*** Opening of Given data ***

Issue #1038, opened 2024-07-05
`pre-push` git hooks errors + should be limited to formatting only


rrybarczyk:
# Background
`act` is a tool that works with Docker to run GitHub Actions workflows locally, designed to be run before pushing changes. The `.githooks/pre-push` uses `act` to run some GitHub workflows with `% ./.githooks/pre-push origin https://github.com/stratum-mining/stratum.git`.

The currently defined workflows in this `pre-push` script are:

- `message_generator_check` (this is not an existing workflow, probably trying to reference `message-generator-test`)
- `sv2_header_check`
- `fmt`
- `clippy-check`
- `ci`

During the 2024.07.02 dev meet, the team decided that the `pre-push` should only containing more commonly needed workflows, like for formatting. Additionally, because of long run times when using `act`, the usage of `act` should be replaced with calling the bash scripts in the `scripts/` directory in the repo root. This will keep the `pre-push` runtime shorter, and then any more specific workflows needed can be run manually by executing the bash scripts in the `scripts/` directory on the `dev` branch.

# Problem
* The `pre-push` script should only contain workflows that are more commonly run, like for linting.
* The non-existent `message_generator_check` is causing the `pre-push` to fail.
* The run-times associated with `act` are long.

# Solution
In `.githooks/pre-push`, replace the use of `act` with calls to the following bash scripts in the `scripts/` directory on the `dev` branch:

* `clippy-on-all-workspaces.sh`: Runs `cargo clippy`, `cargo test`, and `cargo +nightly fmt`.
* `sv2-header-check.sh`: Ensures that the `sv2.h` file generated by `build_header.sh` is in sync with the commited `protocols/v2/sv2-ffi/sv2.h`.

rrybarczyk:
Here are the run times for the scripts:
* `clippy-on-all-workspaces.sh` containing `cargo clippy`, `cargo test`, and `cargo +nightly fmt`:`./scripts/clippy-on-all-workspaces.sh  58.09s user 1.76s system 145% cpu 41.107 total`
* `clippy-on-all-workspaces.sh` containing `cargo clippy` and `cargo +nightly fmt` (`cargo test` removed): ./scripts/clippy-on-all-workspaces.sh  2.90s user 0.52s system 74% cpu 4.582 total

I will add the `sv2-header-check.sh`, but am experiencing some errors.

rrybarczyk:
I am experiencing the following issues in running `./scripts/sv2-header-check.sh`:

[...]

PR #1039, opened 2024-07-05
`pre-push` githook for fmt only + remove `act`

rrybarczyk:
Addresses #1038.


benches/Cargo.lock
plebhash, line 1: did you intentionally commit these `Cargo.lock` files or was it a mistake?

.githooks/pre-push
```diff
@@ -1,31 +1,28 @@
...
-remote="$1"
-url="$2"
-
-act --job message_generator_check --reuse -P ubuntu-latest=ghcr.io/catthehacker/ubuntu:rust-latest
-act --job sv2_header_check --reuse -P ubuntu-latest=ghcr.io/catthehacker/ubuntu:rust-latest
-act --job fmt --reuse -P ubuntu-latest=ghcr.io/catthehacker/ubuntu:rust-latest
-act --job clippy-check --reuse -P ubuntu-latest=ghcr.io/catthehacker/ubuntu:rust-latest
-act --job ci --reuse -P ubuntu-latest=ghcr.io/catthehacker/ubuntu:rust-latest
+# Run clippy, test, and rustfmt on all workspaces
+sh ./scripts/clippy-on-all-workspaces.sh
```
GitGab19, line 15: As suggested [here](https://github.com/stratum-mining/stratum/issues/1038#issuecomment-2211651871), I would rename the script into `clippy-fmt-and-test.sh`

benches/Cargo.lock
rrybarczyk: They were generated/updated when I ran the clippy and sv2 header check script. I was not sure if I should commit them or not. Should I remove?

.githooks/pre-push
Fi3: now that we removed cargo version from the toml files we should enforce cargo 1.75 in the scripts

benches/Cargo.lock
plebhash: yeah I would remove them from this PR

this is probably something more relevant for https://github.com/stratum-mining/stratum/pull/1044

.githooks/pre-push
```diff
@@ -1,31 +1,38 @@
...
-remote="$1"
-url="$2"
+# Enforce cargo version 1.75
+REQUIRED_CARGO_VERSION="1.75.0"
+INSTALLED_CARGO_VERSION=$(cargo --version | awk '{print $2}')
+
+if [ "$INSTALLED_CARGO_VERSION" != "$REQUIRED_CARGO_VERSION" ]; then
+    echo "Error: Cargo version $REQUIRED_CARGO_VERSION is required. Installed version is $INSTALLED_CARGO_VERSION."
+    exit 1
+fi
```
rrybarczyk, line 22: @Fi3, regarding your comment [here](https://github.com/stratum-mining/stratum/pull/1039#discussion_r1671966258),  do you like how I am enforcing the `cargo` version? Open to alternatives

rrybarczyk:
@plebhash, @GitGab19, and @Fi3: This is ready for review again. Please note that when the `pre-push` script is ran, the following `Cargo.locks` get changed:

* `benches/Cargo.lock`
* `roles/Cargo.lock`

I did not commit these changes to this repo (had them in before but remove that commit).

Also, unrelated to this PR, but one thing I noticed was that a couple of the tests do not complete but instead print that they have been running for over 60 seconds. This greatly slows down the runtime of the `pre-push` script, which is annoying:

cargo-test-run-over-60s

Does anyone know why this is happening?

.githooks/pre-push
Fi3: I would just try to run the wanted cargo verision `cargo +1.75.0 ...` and fail if not avaible, the error from cargo is already descriptive. Instead of 1.75.0 you use REQUIRED_CARGO_VERSION

plebhash:
with https://github.com/stratum-mining/stratum/pull/1102 in mind, it might be a good idea to also run this on our githook:
```
cargo build --manifest-path=roles/Cargo.toml --locked
```

.githooks/pre-push
plebhash: I got this error:
```
+ REQUIRED_CARGO_VERSION=1.75.0
++ cargo --version
++ awk '{print $2}'
+ INSTALLED_CARGO_VERSION=1.77.2
+ '[' 1.77.2 '!=' 1.75.0 ']'
+ echo 'Error: Cargo version 1.75.0 is required. Installed version is 1.77.2.'
Error: Cargo version 1.75.0 is required. Installed version is 1.77.2.
+ exit 1
```

I think this should only fail if the installed cargo version is smaller than MSRV, not bigger.

scripts/sv2-header-check.sh
```diff
@@ -9,11 +9,11 @@
...
 #   (4) takes the SHA1 hash of the `sv2.h` file generated by `build_header.sh`
-#   (5) compares the hashes of each `sv2.h`, if they are equal then the GitHub Action passes, otherwise
-#       the GitHub Action fails
-#
-# This script is called by `.github/workflows/sv2-header-check.yaml` on every PR onto the main branch.
+#   (5) compares the hashes of each `sv2.h`, if they are equal then the GitHub Action passes,
+#       otherwise the GitHub Action fails
 #
+# This script is called by `.github/workflows/sv2-header-check.yaml` on every PR onto the main
+# branch.
```
plebhash, line 16:
```suggestion
# branch.

# Check if sha1sum is available on the system
if ! command -v sha1sum >/dev/null 2>&1; then
  echo "Warning: sha1sum is not installed on this system."
  exit 1
fi
```

.githooks/pre-push
rrybarczyk: Update the logic to enforce `1.75.0` as minimum. Checked that `1.74.0` cargo fails this check and that `1.75.0` and `1.77.0` cargo passes this check.

rrybarczyk:
Will change to ready for review to be merged after #1102 and #1044 are merged.

jbesraa:
Does this run automatically on a pre-push or due I need to trigger it automatically?

plebhash:
> Does this run automatically on a pre-push or do I need to trigger it automatically?

You need to do this to enable the pre-push:

https://github.com/stratum-mining/stratum/blob/0f0ee1e32a7cdeb9af83718364e0896b36744824/README-DEV.md?plain=1#L8-L11

After you do this, your local git repo will be configured to always run this script when you do `git push`. In order to bypass it, you will need to add `--no-verify`.

rrybarczyk:
The `roles/Cargo.lock` is not constant and the `cargo build --manifest-path=roles/Cargo.toml --locked` check in the `pre-push` fails with:

```sh
error: the lock file /Users/rachelrybarczyk/Development/StratumV2/Dev/stratum/roles/Cargo.lock needs to be updated but --locked was passed to prevent this
If you want to try to generate the lock file without accessing the network, remove the --locked flag and use --offline instead.
+ echo 'Error: Cargo.lock file in roles crate is out of date. Please run '\''cargo update'\'' in the roles crate.'
Error: Cargo.lock file in roles crate is out of date. Please run 'cargo update' in the roles crate.
+ exit 1
```

This `Cargo.lock` file needs to be fixed before this PR can be merged.

plebhash (approved):

PR #1043, opened 2024-07-08
optimize: call function once and destructure

marathon-gary:
Perhaps the compiler would catch this but methinks not so made this small change and saved CPU cycles for people.


marathon-gary:
Maybe not given all the benchmarking results?

jbesraa (approved):

Shourya742 (approved):
ACK 950d9d87708f2293e58cd9c8d88fd819d0822503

*** Close of Given data ***

Task to complete:
Please retype the data exactly as it stands, from its first line down to the line that contains "# Background", then stop.

Task result:
Issue #1038, opened 2024-07-05
`pre-push` git hooks errors + should be limited to formatting only


rrybarczyk:
# Background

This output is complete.